Required work → Could you restate the whole listing word for word?

Records for processing →
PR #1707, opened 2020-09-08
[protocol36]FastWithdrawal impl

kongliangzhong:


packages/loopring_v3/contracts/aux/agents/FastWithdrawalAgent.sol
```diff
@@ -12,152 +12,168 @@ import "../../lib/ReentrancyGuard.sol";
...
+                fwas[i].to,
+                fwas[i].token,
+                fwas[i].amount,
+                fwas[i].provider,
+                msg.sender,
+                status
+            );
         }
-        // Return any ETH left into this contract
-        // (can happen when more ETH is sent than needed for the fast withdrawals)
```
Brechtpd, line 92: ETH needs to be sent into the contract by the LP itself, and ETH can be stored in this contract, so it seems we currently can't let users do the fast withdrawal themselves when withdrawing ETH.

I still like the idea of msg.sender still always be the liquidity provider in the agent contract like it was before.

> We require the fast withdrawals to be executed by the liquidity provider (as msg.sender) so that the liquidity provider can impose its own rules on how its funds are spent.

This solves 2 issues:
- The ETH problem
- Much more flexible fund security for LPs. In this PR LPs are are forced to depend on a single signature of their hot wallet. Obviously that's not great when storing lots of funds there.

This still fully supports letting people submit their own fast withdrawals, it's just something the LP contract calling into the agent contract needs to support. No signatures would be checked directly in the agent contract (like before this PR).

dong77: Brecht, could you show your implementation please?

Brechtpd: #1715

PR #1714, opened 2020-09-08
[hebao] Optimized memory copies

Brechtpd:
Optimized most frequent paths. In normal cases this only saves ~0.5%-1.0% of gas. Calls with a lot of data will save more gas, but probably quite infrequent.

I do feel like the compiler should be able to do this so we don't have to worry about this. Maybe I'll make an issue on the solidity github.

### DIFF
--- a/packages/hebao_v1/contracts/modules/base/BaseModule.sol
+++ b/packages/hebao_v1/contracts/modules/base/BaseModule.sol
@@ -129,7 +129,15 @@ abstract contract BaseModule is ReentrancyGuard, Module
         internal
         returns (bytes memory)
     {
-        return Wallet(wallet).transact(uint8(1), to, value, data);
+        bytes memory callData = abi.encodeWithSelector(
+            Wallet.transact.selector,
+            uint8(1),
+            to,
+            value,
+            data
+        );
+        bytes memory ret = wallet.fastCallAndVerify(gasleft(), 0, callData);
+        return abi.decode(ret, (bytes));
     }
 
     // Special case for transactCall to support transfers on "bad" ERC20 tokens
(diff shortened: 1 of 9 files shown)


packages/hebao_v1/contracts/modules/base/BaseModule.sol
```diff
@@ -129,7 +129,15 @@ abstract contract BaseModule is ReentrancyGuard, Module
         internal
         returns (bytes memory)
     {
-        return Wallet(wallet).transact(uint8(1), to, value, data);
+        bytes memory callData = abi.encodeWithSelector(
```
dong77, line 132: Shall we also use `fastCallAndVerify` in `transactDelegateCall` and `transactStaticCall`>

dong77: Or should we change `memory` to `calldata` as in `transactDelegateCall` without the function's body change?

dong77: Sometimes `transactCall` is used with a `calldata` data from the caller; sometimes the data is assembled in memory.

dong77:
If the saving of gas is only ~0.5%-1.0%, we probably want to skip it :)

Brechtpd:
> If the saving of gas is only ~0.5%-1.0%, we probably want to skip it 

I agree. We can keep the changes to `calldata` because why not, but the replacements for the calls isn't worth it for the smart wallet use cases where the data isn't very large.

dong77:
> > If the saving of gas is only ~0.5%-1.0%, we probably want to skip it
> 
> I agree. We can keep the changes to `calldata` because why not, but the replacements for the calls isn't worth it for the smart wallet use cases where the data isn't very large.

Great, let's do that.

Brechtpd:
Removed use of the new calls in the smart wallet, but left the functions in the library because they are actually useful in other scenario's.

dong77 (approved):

Finished exercise →
PR #1707, opened 2020-09-08
[protocol36]FastWithdrawal impl

kongliangzhong:


packages/loopring_v3/contracts/aux/agents/FastWithdrawalAgent.sol
```diff
@@ -12,152 +12,168 @@ import "../../lib/ReentrancyGuard.sol";
...
+                fwas[i].to,
+                fwas[i].token,
+                fwas[i].amount,
+                fwas[i].provider,
+                msg.sender,
+                status
+            );
         }
-        // Return any ETH left into this contract
-        // (can happen when more ETH is sent than needed for the fast withdrawals)
```
Brechtpd, line 92: ETH needs to be sent into the contract by the LP itself, and ETH can be stored in this contract, so it seems we currently can't let users do the fast withdrawal themselves when withdrawing ETH.

I still like the idea of msg.sender still always be the liquidity provider in the agent contract like it was before.

> We require the fast withdrawals to be executed by the liquidity provider (as msg.sender) so that the liquidity provider can impose its own rules on how its funds are spent.

This solves 2 issues:
- The ETH problem
- Much more flexible fund security for LPs. In this PR LPs are are forced to depend on a single signature of their hot wallet. Obviously that's not great when storing lots of funds there.

This still fully supports letting people submit their own fast withdrawals, it's just something the LP contract calling into the agent contract needs to support. No signatures would be checked directly in the agent contract (like before this PR).

dong77: Brecht, could you show your implementation please?

Brechtpd: #1715

PR #1714, opened 2020-09-08
[hebao] Optimized memory copies

Brechtpd:
Optimized most frequent paths. In normal cases this only saves ~0.5%-1.0% of gas. Calls with a lot of data will save more gas, but probably quite infrequent.

I do feel like the compiler should be able to do this so we don't have to worry about this. Maybe I'll make an issue on the solidity github.

### DIFF
--- a/packages/hebao_v1/contracts/modules/base/BaseModule.sol
+++ b/packages/hebao_v1/contracts/modules/base/BaseModule.sol
@@ -129,7 +129,15 @@ abstract contract BaseModule is ReentrancyGuard, Module
         internal
         returns (bytes memory)
     {
-        return Wallet(wallet).transact(uint8(1), to, value, data);
+        bytes memory callData = abi.encodeWithSelector(
+            Wallet.transact.selector,
+            uint8(1),
+            to,
+            value,
+            data
+        );
+        bytes memory ret = wallet.fastCallAndVerify(gasleft(), 0, callData);
+        return abi.decode(ret, (bytes));
     }
 
     // Special case for transactCall to support transfers on "bad" ERC20 tokens
(diff shortened: 1 of 9 files shown)


packages/hebao_v1/contracts/modules/base/BaseModule.sol
```diff
@@ -129,7 +129,15 @@ abstract contract BaseModule is ReentrancyGuard, Module
         internal
         returns (bytes memory)
     {
-        return Wallet(wallet).transact(uint8(1), to, value, data);
+        bytes memory callData = abi.encodeWithSelector(
```
dong77, line 132: Shall we also use `fastCallAndVerify` in `transactDelegateCall` and `transactStaticCall`>

dong77: Or should we change `memory` to `calldata` as in `transactDelegateCall` without the function's body change?

dong77: Sometimes `transactCall` is used with a `calldata` data from the caller; sometimes the data is assembled in memory.

dong77:
If the saving of gas is only ~0.5%-1.0%, we probably want to skip it :)

Brechtpd:
> If the saving of gas is only ~0.5%-1.0%, we probably want to skip it 

I agree. We can keep the changes to `calldata` because why not, but the replacements for the calls isn't worth it for the smart wallet use cases where the data isn't very large.

dong77:
> > If the saving of gas is only ~0.5%-1.0%, we probably want to skip it
> 
> I agree. We can keep the changes to `calldata` because why not, but the replacements for the calls isn't worth it for the smart wallet use cases where the data isn't very large.

Great, let's do that.

Brechtpd:
Removed use of the new calls in the smart wallet, but left the functions in the library because they are actually useful in other scenario's.

dong77 (approved):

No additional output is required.